The server on which my weblog used to run is getting rather old and crumbly, and brings with it a constant low-level dread that some day, real soon now, it’s going to give up the ghost. So for the last while, we’ve gradually been moving everything off it. When it came time to move this site, I decided that it was also a good opportunity to migrate away from Movable Type, mostly for the same philosophical reasons that Mark Pilgrim has already set out.
I considered moving to Typo, following Piers‘ lead, mostly just so I could play with Ruby, but in the end I decided on WordPress. I’ve made the mistake too many times now of choosing software based on the language in which it’s written. Yes, it would be nicer to be able to hack on my weblog in Ruby or Perl than in PHP, but I know enough PHP to get by, and I doubt I’ll be doing that much hacking anyway.
Setting the weblog up was fairly trivial, as most good PHP installations tend to be. Migrating all my old content wasn’t quite so simple. WordPress 2 seems to have made the import process much simpler than before; most of the information on the process I’ve found relates to older versions and isn’t really applicable any more.

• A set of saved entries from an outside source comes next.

PR #1275, opened 2025-01-14
feat: sqlite - add ttl support

Sadzurami:

Added internal ttl support for sqlite storage adapter.
Also, improved types in some places.

I'm still not sure should we check expired values at 'has' method or not.

### DIFF
--- a/packages/keyv/README.md
+++ b/packages/keyv/README.md
@@ -235,16 +235,18 @@ keyv.deserialize = undefined;
 
 The official storage adapters are covered by [over 150 integration tests](https://github.com/jaredwray/keyv/actions/workflows/tests.yaml) to guarantee consistent behaviour. They are lightweight, efficient wrappers over the DB clients making use of indexes and native TTLs where available.
 
-Database | Adapter | Native TTL
----|---|---
-Redis | [@keyv/redis](https://github.com/jaredwray/keyv/tree/master/packages/redis) | Yes
-Valkey | [@keyv/valkey](https://github.com/jaredwray/keyv/tree/master/packages/valkey) | Yes
-MongoDB | [@keyv/mongo](https://github.com/jaredwray/keyv/tree/master/packages/mongo) | Yes 
-SQLite | [@keyv/sqlite](https://github.com/jaredwray/keyv/tree/master/packages/sqlite) | No 
-PostgreSQL | [@keyv/postgres](https://github.com/jaredwray/keyv/tree/master/packages/postgres) | No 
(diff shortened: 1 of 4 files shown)


Sadzurami:
Also, i guess would be good to add some pragmas before init

like that
```
PRAGMA main.synchronous = NORMAL;
PRAGMA main.journal_mode = WAL2;
PRAGMA main.auto_vacuum = INCREMENTAL;
```

jaredwray:
@Sadzurami - thanks for doing this but I am hesitant to do this as we are introducing timers into the code to do clean up on expiration instead of lazy clearing. This is not a good way to add it in as a piece of functionality and might be better to add this as an option to enable if you want it. Thoughts?

Right now, I would not want to do this without it being something as an extended option and if we did do that I would add in some code to make it more scalable:

* Adding in timer infrastructure to be able to set the timer. You can see what we have done with [CacheableMemory](https://github.com/jaredwray/cacheable/blob/main/packages/cacheable/src/memory.ts) and checkInterval. 
* Most likely extending the table with expires instead of another table would make more sense but we would need backwards compatibility. Even better if we can query on the json as to not change the table schema.

Sadzurami:
> This is not a good way to add it in as a piece of functionality and might be better to add this as an option to enable if you want it.

Make sense, if we want to split functionality by native and internal ttls in future.
For native storages - ttl enabled by default, for internal - optional.

If we want to simplify things, i guess there is no need to make feature optional - it must be enabled, or don't make internals ttl at all.

> Adding in timer infrastructure to be able to set the timer.
Good point, thats reduce number of requests to db. Will do it, if we settle things above.

> Even better if we can query on the json as to not change the table schema.

Agree, but if i understand correctly (maybe not), you suggest smth like that, instead of changing table schema

```text
key - string
value - json ( { "expires": 12345, "value": "actual value" } )
```

If that it, than it might work for keyv-instanses, but will not backwards compatibility with older versions and other apps.
In that case, better to create another table, smth like `${table.name}-ttl` where will be key-ttl pairs for main table.
It will reduce perfomance a bit, since we need to fetch from 2 tables.
But it's okay, if feature with ttl will be optional.

jaredwray:
@Sadzurami -  I think this is a lot of change for the current library. We are planning on doing some work on this library later on in the year and could include things like this, but I don’t know if it’s something that we wanna support now let’s go ahead and close this.

We can look at doing something like cleanup on a check interval later on in the year to see if that’s a feature that we want to add.

PR #1304, opened 2025-02-06
Bugfix: use Object.prototype for correct usage of hasOwnProperty

### LINKED ISSUE #1303: TypeError: data.hasOwnProperty is not a function
**Describe the bug**  
The function `hasOwnProperty` is being called directly on `data` in `packages/serialize/src/index.ts`, which can cause a `TypeError` when `data` is an object created with `Object.create(null)`, or if it overrides `hasOwnProperty` with a non-function value.

This results in the following error:

```
TypeError: data.hasOwnProperty is not a function
```

This issue could lead to crashes when attempting to serialize objects that do not inherit from `Object.prototype`.

---

**How To Reproduce (best to provide workable code or tests!)**  

```js
const data = Object.create(null); // Object without prototype
data.someKey = "value";

function serialize(obj) {
  let s = "";
  const array = Array.isArray(obj);
  s = array ? "[" : "{";
  let first = true;

  for (const k in obj) {
    if (!obj.hasOwnProperty(k)) { // This will throw a TypeError
      continue;
    }
  }

  s += array ? "]" : "}";
  return s;
}

console.log(serialize(data));
```

I'll provide a PR to fix this issue.

nolliebigspin:

**What kind of change does this PR introduce?** (Bug fix, feature, docs update, ...
fixes #1303

### DIFF
--- a/packages/serialize/src/index.ts
+++ b/packages/serialize/src/index.ts
@@ -28,9 +28,10 @@ export const defaultSerialize = (data: any): string => {
 		// eslint-disable-next-line guard-for-in
 		for (const k in data) {
 			const ignore = typeof data[k] === 'function' || (!array && data[k] === undefined);
-			if (!Object.prototype.hasOwnProperty.call(data, k) || ignore) {
-        continue;
-      }
+			// eslint-disable-next-line @typescript-eslint/no-unsafe-argument
+			if (!Object.hasOwn(data, k) || ignore) {
+				continue;
+			}
 
 			if (!first) {
 				s += ',';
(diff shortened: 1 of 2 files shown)


jaredwray:
@nolliebigspin - thanks for doing this and we will get this fix out in the next week or so.

drodil:
Good finding and fix @nolliebigspin! This same bug was in the `json-buffer` dependency before it was replaced with own serialization (https://github.com/dominictarr/json-buffer/blob/master/index.js#L22)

Unfortunately, although the simple case of importing my MT archive was fairly painless, I really didn’t want to break all my old links.
There are a few sites that discuss how to maintain your Movable Type post IDs, but they all seem to relate to the old WordPress process. So I had to get my hands dirty in PHP much quicker than expected.
Firstly, I had to edit MT/App/CMS.pm in my MT setup, adding a line to include the entry id in the export output:
AUTHOR: <$MTEntryAuthor$> TITLE: <$MTEntryTitle$> ID: <$MTEntryID$> STATUS: <$MTEntryStatus$>
Then I was able to export all my posts.
I had to post-process the output file, however, as I’ve been creating my posts using the MT Kwiki plugin. This meant that none of my links imported correctly. I spent much too long wrestling with vim’s non-greedy regular expressions before giving up and processing the data in Perl instead:
perl -pe 's/[(http:.*?) (.*?)]/$2/g' mt-dump.txt | perl -pe 's/[(.*?) (http:.*?)]/$1/g' > deWikied.txt |
Then I had to persuade WordPress to maintain the MT ids. In the old WordPress import script it just inserted the posts by hand, and it was a simple matter of ‘fixing’ the SQL it used to do this. But now the importer calls the same code that is used when you create a post through the normal interface.
So I needed to add a check for the ID into the import/mt.php script:
case 'AUTHOR' : $post_author = $value; break; case 'ID' : $post_ID = $value; break; |
And then fix the call that inserts the data:
$postdata = compact('post_ID','post_author', 'post_date', 'post_date_gmt', ... ); |
Then I needed to adjust the wp_insert_post() call to cope with an incoming post_ID:
if ( !isset($post_ID) ) $post_ID = 0; if ( !isset($post_password) ) $post_password = ''; |
and adjust its SQL accordingly
"INSERT IGNORE INTO $wpdb->posts (id, post_author, post_date, ... ) VALUES ($post_ID, '$post_author', '$post_date', ...)"); |
(The arguments are passed as an extract() of a get_object_vars(), so there’s no need to change any of the other handling).
I believe that this is a safe enough approach that won’t interfere with creating new posts or editing old ones, but you can always revert this file back after importing if there are any problems.
With this in place, I was able to import all my old posts. (There were a lot of them, so I actually had to split the file and import 4 segments in turn). The other thing that the docs don’t make clear is that you need to have an upload directory which is writable by your webserver, but that was easy enough to work out from the error message.
They all came in with the same IDs as they used to have, so then it was just a matter of setting up some Apache redirects on the old server:
Redirect permanent /nothing/index.rdf http://nothing.tmtm.com/feed/ RedirectMatch permanent /nothing/archives/([0-9]{6}).html http://nothing.tmtm.com/archives/$1 RedirectMatch permanent /nothing/archives/([0-9]{4})_([0-9]{2}).html http://nothing.tmtm.com/archives/date/$1/$2 RedirectMatch permanent /nothing/archives/([0-9]{4})_([0-9]{2})_([0-9]{2}).html http://nothing.tmtm.com/archives/date/$1/$2/$3 RedirectMatch permanent /nothing/archives/([0-9]{4})_([0-9]{2})_([0-9]{2}).html http://nothing.tmtm.com/archives/date/$1/$2/$3
(I’ve already changed my permalink structure in WordPress to have this style of URL)
There will be many more things to change later to replicate the changes I’d made to my MT set-up, but this at least gets me up and running on WordPress.